• [Exercise objective]
Reproduce the listing below verbatim.

##### The records

PR #2662, opened 2021-07-07
Make `make hlint` and `make hot_hlint` return the error codes (no suppression with -)

### LINKED ISSUE #2660: `make hot_hlint` should return an error status code if there are suggestions
It looks like I introduced a bug in #2625!

balacij:
Closes #2660 

The prefixed `-` of the hlint runs suppressed the errors.

The actions run _should_ fail. We can fix them in this ticket as well, but I want to see it fail first to make sure.

### DIFF
--- a/code/Makefile
+++ b/code/Makefile
@@ -208,10 +208,12 @@ analysis: graphmod
 hlint: check_stack
 	- stack install hlint
 	- hlint .
+	@exit $(.SHELLSTATUS)
 
 # Use the latest HLint version, downloading the binary each time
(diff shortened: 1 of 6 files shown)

##########

• [Answer to the exercise]
PR #2662, opened 2021-07-07
Make `make hlint` and `make hot_hlint` return the error codes (no suppression with -)

### LINKED ISSUE #2660: `make hot_hlint` should return an error status code if there are suggestions
It looks like I introduced a bug in #2625!

balacij:
Closes #2660 

The prefixed `-` of the hlint runs suppressed the errors.

The actions run _should_ fail. We can fix them in this ticket as well, but I want to see it fail first to make sure.

### DIFF
--- a/code/Makefile
+++ b/code/Makefile
@@ -208,10 +208,12 @@ analysis: graphmod
 hlint: check_stack
 	- stack install hlint
 	- hlint .
+	@exit $(.SHELLSTATUS)
 
 # Use the latest HLint version, downloading the binary each time
(diff shortened: 1 of 6 files shown)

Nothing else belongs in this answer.